5 Ağustos 2021 Perşembe

BTÜ'den orman yangını raporu: Koruma zonu oluşturulmalı

 Ege ve Akdeniz'de devam eden orman yangınları ağaçlar ve canlılarla birlikte 82 milyon insanın yüreğini de yakıyor.

Televizyon ve sosyal medya yürek yakan görüntülerle dolu. Gözlerinin önünde evi yanarken, bir oğlak, köpek yavrusu veya bir kaplumbağa için canını tehlikeye atanlar. İnsanların yardım çığılıkları. Diğer yandan yangını söndürmek için canla başla günlerdir çabalayan orman ve itfaiye görevlileri.

7 günde 156 ormanı yangınını yaşadık ve yaşamaya devam ediyoruz. Antalya, Muğla ve Isparta'da yangınlar sürüyor. Yurtdışından gelen destekle sayısı 16'ya çıkan uçak, 9 İHA, 51 helikopter, 1 insansız helikopter ve 5 bin 200 personelle yangınlara müdahale ediliyor.

Yangınlar devam ederken, en çok gündeme gelen konular, yangınların çıkış nedenleri, söndürme çalışmalarındaki yetersizlik ve yanan alanların geleceği konuları.

Bursa Teknik Üniversitesi (BTÜ) Orman Fakültesi öğretim üyelerinin hazırladığı raporu dün Rektör Prof. Dr.
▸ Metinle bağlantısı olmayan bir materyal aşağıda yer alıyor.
PR #337, opened 2023-05-23
Extract nns protobuf to new peer dependency

peterpeterparker:
# Motivation

The protobuf dependencies of `@dfinity/nns` have been extracted to a new peer dependency called `@dfinity/nns-proto`. In the NNS-dapp, we manually chunk the libraries. This change will enable the dapp to load the required code of the hardware wallet only when necessary*.

# Note

* lazy loading the new proto library code will be provided in a separate PR. This PR only refactor (move) code to a new library.

# Changes

- create and set `@dfinity/nns-proto` as peer dependency of `@dfinity/nns`


lmuntaner (approved):
Thanks!

PR #338, opened 2023-05-24
feat: lazy load nns-proto

peterpeterparker:
# Motivation

Lazy load `nns-proto` to load the particular chunk required by the HW only when needed.

# Changes

- transform various functions to promises
- lazy load `nns-proto`


lmuntaner (approved):
Thanks! LGTM!

PR #343, opened 2023-06-06
feat: expose Sns index canister id in wrapper

peterpeterparker:
# Motivation

We need the Sns index cansiter id to be exposed in the wrapper for NNS-dapp feature [#2639](https://github.com/dfinity/nns-dapp/pull/2639) but also (most probably) because in the future it will be possible to get the balance of an account not only from the ledger but also from the index canister.

### DIFF
--- a/packages/sns/src/sns.spec.ts
+++ b/packages/sns/src/sns.spec.ts
@@ -3,9 +3,11 @@ import { mock } from "jest-mock-extended";
 import type { _SERVICE as SnsRootService } from "../candid/sns_root";
 import {
   governanceCanisterIdMock,
+  indexCanisterIdMock,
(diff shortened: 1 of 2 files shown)


dskloetd (commented):
No test change?

peterpeterparker:
@dskloetd same logic / approach as what we discussed in [#2642](https://github.com/dfinity/nns-dapp/pull/2642)

peterpeterparker:
@dskloetd no my bad, two sec

peterpeterparker:
@dskloetd done. The existing test was not comparing the all object that's why I missed it and why I also modified it to test the all object, that way now swap canister id in addition to index is also there.

dskloetd (approved):
Thank you!

PR #349, opened 2023-06-15
Chore: Add fee to nns stake neuron method

lmuntaner:
# Motivation

Prepare for migration of HW to Candid.

If the fee is not passed, the transfer fetches it. Yet, the Ledger App doesn't support fetching the transfer fee.

One solution is to pass a fee when staking a neuron, which is then passed when making the transfer.

Another solution (not here) is to use an anonymous identity when fetching the fee. This is not straightforward because we use classes. The identity is in the agent, which is passed in the initialization of the class.

# Changes

* Add a `fee` parameter when staking an NNS neuron.

# Tests

* Add a test to check that the `fee` parameter is passed then to the `transfer` method.

### DIFF
--- a/packages/nns/README.md
+++ b/packages/nns/README.md
@@ -452,9 +452,9 @@ Parameters:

Arif Karademir gönderdi.

Akdeniz iklim kuşağında yer alan coğrafi konumu itibariyle, sahip olduğu elverişsiz meteorolojik şartlar, yanıcı Akdeniz bitki örtüsü, engebeli topografik yapı ve yoğun insan faaliyetleri sonucunda orman yangınlarının kaçınılmaz bir durum olduğu vurgulanan raporda, küresel ısınmanın da etkisiyle orman yangınlarının öneminin daha da artacağına dikkat çekildi.

Kahramanmaraş'tan başlayıp Akdeniz ve Ege kıyılarından İstanbul'a uzanan 1700 kilometrelik sahil bandının yer yer 160 kilometre derinliğe kadar uzanan 12 milyon hektardan daha fazla bir bölümü, orman yangınları bakımından 'hassas' bölgeyi oluşturduğu ifade edilen raporda, sıcaklığın 40 derece bağıl nemin ise yüzde 20'nin altına düşmesinin ormanları yanmaya daha elverişli hale getirdiği ifade edildi.

Ülkemizde çıkan orman yangınlarının yüzde 90 oranında insanların neden olduğu ortaya konulduğuna dikkat çekilen raporda, 'Orman yangını çıktıktan sonra hava durumu ve coğrafi nedenlerle söndürülmesi zor olaylardır. Bu nedenle yangının söndürülmesinden ziyade çıkmasını azaltacak önlemler alınması gerekir' denildi.

Ayrıca son dönemde çıkan yangınların çoğunun yerleşim yerleri yakınlarında özellikle de halkın rekreasyon talebi olan alanlarda çıktığı vurgulanan raporda, şu öneride bulunuldu:

'Bu riski azaltmak için turizm bölgelerinde özellikle otel benzerleri gibi konaklama tesislerine yakın yerlerde bir koruma zonu oluşturulması gerekir. Rüzgarlı günlerde ormanlardan geçen enerji iletim hatları ve özellikle yüksek gerilim hatlarının yangınlara neden olan unsurlardan biri. Bu hatların geçiş alanları belirli periyotlarda temizlenmeli ve hatların bakımlarının yapılması gerekir'

ORMANLAR TEKRAR YEŞERECEK Mİ?

Yanan ormanlık bölgelerin yeniden ağaçlandırılmasıyla ilgili iki görüş var. Birincisi bir yıl bekleyip yangına dayanıklı olan kızılçamların kendiliğinden yeşereceği, ikincisi ise bölgenin hemen temizlenerek teraslanıp ağaçlandırılması.

BTÜ akademisyenlerine göre, kızılçam yangına uyum sağlamış bir tür. Doğal gelişme içinde yanan bu alanlara kızılçam ve maki bitki örtüsü kısa bir sürede oluşacak.

Diğer bir konu ise orman alanlarının yangın sonrasında otel ve benzerleri gibi yapılaşma ve imara açılacağı endişesi. Akademisyenlere göre, bu konuda da kamuoyu yanlış bilgilendiriliyor. Anayasa gereği yanan alanların yeniden orman haline getirilmesi zorunlu ve başka amaç için kullanılamaz.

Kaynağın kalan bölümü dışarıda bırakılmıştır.